3) Teste Cochran, a fim de verificar a homogeneidade de variação entre diferentes populações (grupos)

4) Análise da variação em dados selecionados (um sentido)

5) Teste Tuckey-HSD para múltipla comparação. IX. 1.2 —Ensaio de Neutralização

Antes do ensaio, células MRC5 (10000 células/200 µl meio MEM) foram distribuídas em microplacas com 96 poços e incubadas por 3 dias a 37 ºC com CO2. Diluições de duas vezes de soros inativados (30 min a 56 ºC) foram realizadas em incubadas com 100 µl de solução viral (800/ml) por 1 hora a 37 ºC. Após incubação, 100 µl de mistura de soro/vírus foram inoculados em microplacas de 96 poços contendo monocamada MRC5. As placas foram centrifugadas a 2000 RPM por 1 hora a 35 ºC. Após uma incubação noturna a 37 ºC, as placas foram fixadas com uma solução de 80% de acetona (20 minutos a -20 °C). A solução de acetona foi descartada e células positivas CMV foram detectadas utilizando-se um antígeno antigo anti-imediato monoclonal específico por 1 hora a 37 °C. As placas foram lavadas 3 vezes com PBS e Ig anti-camundongo conjugado-biotina foi adicionado a cada poço e incubadas por 1 hora a 37 °C. Após uma etapa de lavagem, estreptavidina-peroxidase de rábano silvestre foi adicionada por uma adição de 30 minutos a 37 °C. As placas foram lavadas 4 vezes e incubadas por 10 minutos com uma solução de True-blue. Sinais coloridos específicos foram registrados pelo exame sob microscópio. Títulos de neutralização foram expressos como o inverso da mais elevada diluição de soro fornecendo 50% de redução de células positivas CMV, em comparação com um controle de vírus (CMV mais células sem soro).

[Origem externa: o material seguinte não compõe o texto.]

PR #528, opened 2021-07-21
Disable Test-AutoSubstitution

anpaz:


Build/test.ps1
```diff
@@ -64,7 +64,9 @@ Validate-Integrals
 
 Test-One '../samples/tests/sample-tests'
 Test-One '../samples/diagnostics/unit-testing'
-Test-AutoSubstitution
+
+# Disabled for now, as it breaks in e2e builds
```
cgranade, line 68: Is there an environment variable we can condition on so that this still runs in per-repo and local tests?

cgranade (approved):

IX. 1.3 — Protocolos de imunização

4 grupos foram imunizados. Cada grupo continha 8 porquinhos da índia Hartley Cri: (ha) fêmeas com 5-8 semanas de idade, exceto quanto ao grupo de controle (grupo 4), que continha somente 4 indivíduos. Os indivíduos foram imunizados IM em 0 e 28 dias. Amostras de soro foram coletadas 28 dias após a primeira imunização e 14 dias após a segunda imunização. Elisas foram realizados como descrito acima em soro tomado a 28 pós I e 14 pós II. Ensaios de neutralização foram realizados como descrito acima em 14 pós II. Os grupos foram como abaixo:

<table>table see original document page 145</column></row><table>

O antígeno foi preparado como a seguir: O antígeno da vacina é expresso em células de Ovário de Hamster Chinês (CHO) como gB**, uma quimera truncada contendo seqüências de peptídeos de glicoproteína gD do vírus Herpes Simples 2 (HSV2) em seu término N e C. O gB** é truncado em seu domínio terminal-C, que contém a seqüência de ancoragem de membrana e é, portanto, secretado no sobrenadante da cultura.

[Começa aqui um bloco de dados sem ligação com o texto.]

PR #532, opened 2021-08-02
Update Coulomb repulsion, SCF energy

### LINKED ISSUE #506: H2 Broombridge file seems incorrect
**Describe the bug**
@dgwvfxn pointed out that the Broombridge file for Hydrogen included in one of the Chemistry samples contains the incorrect SCF energy: [h2.yaml](https://github.com/microsoft/Quantum/blob/main/samples/chemistry/PythonIntegration/h2.yaml). He has generated a new file that should contain the correct values.

The values for the coulomb repulsion and SCF energy should be:
```
  coulomb_repulsion:
    value: 0.32584805972887831
    units: hartree
  scf_energy:
    value: -0.87499072
    units: hartree
```

Another error is the distance between H atoms: it is given in Bohr, not Angstrom.

guenp:
Fixes #506 

CC @dgwvfxn


samples/chemistry/PythonIntegration/h2.yaml
```diff
@@ -7,14 +7,14 @@ format: {version: '0.1'}
 generator: {source: nwchem, version: '6.8'}
```
cgranade, line 7: Can we add `nwchem` to the allowed words in `cspell.json` to suppress this warning? It may also be good to add `"Mulliken"` to `cspell.json` too, since that's used fairly commonly used in the chemistry stuff, and since it's also getting flagged below.

samples/chemistry/PythonIntegration/h2.yaml
```diff
@@ -7,14 +7,14 @@ format: {version: '0.1'}
...
-  coulomb_repulsion: {units: hartree, value: 0.713776188}
+  coulomb_repulsion: {units: hartree, value: 0.32584805972887831}
   energy_offset: {units: hartree, value: 0.0}
   fci_energy: {lower: 0.0, units: hartree, upper: 0.0, value: 0.0}
   geometry:
     atoms:
     - coords: [0.0, 0.0, 0.0]
       name: H
-    - coords: [0.0, 0.0, 1.624]
+    - coords: [0.0, 0.0, 0.859]
```
cgranade, line 17: It looks like the bond length has been changed in this PR as well. That should be perfectly fine since there's no particular "right" bond length to use, but out of curiousity, do we know if the old Coulomb repulsion and SCF energy were consistent for the old bond length?

cgranade (approved):

samples/chemistry/PythonIntegration/h2.yaml
guenp: The bond length is the same, I just made it consistent with the units (angstrom).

Para os primeiros três grupos 15 μg gB** preparados em 500 μl de PBS, ASOlB ou ASOlE (preparados como no exemplo II.2 acima), foram injetados intramuscularmente. No grupo 4, somente PBS foi administrado intramuscularmente.

IX. 1.4 - resultados

Como pode ser visto na figura 13, títulos ELISA anti-gB significativamente mais elevados foram observados para os dois grupos com adjuvantes, em comparação ao simples gB (8 e 5,5 vezes mais elevados para gB e AS01B e gb/ASOlE, respectivamente). Os títulos de anticorpo de pós dose II foram muito ligeiramente mais elevados (1,5 vezes) no grupo gB/ASOlB em comparação ao grupo gB/ASOlE.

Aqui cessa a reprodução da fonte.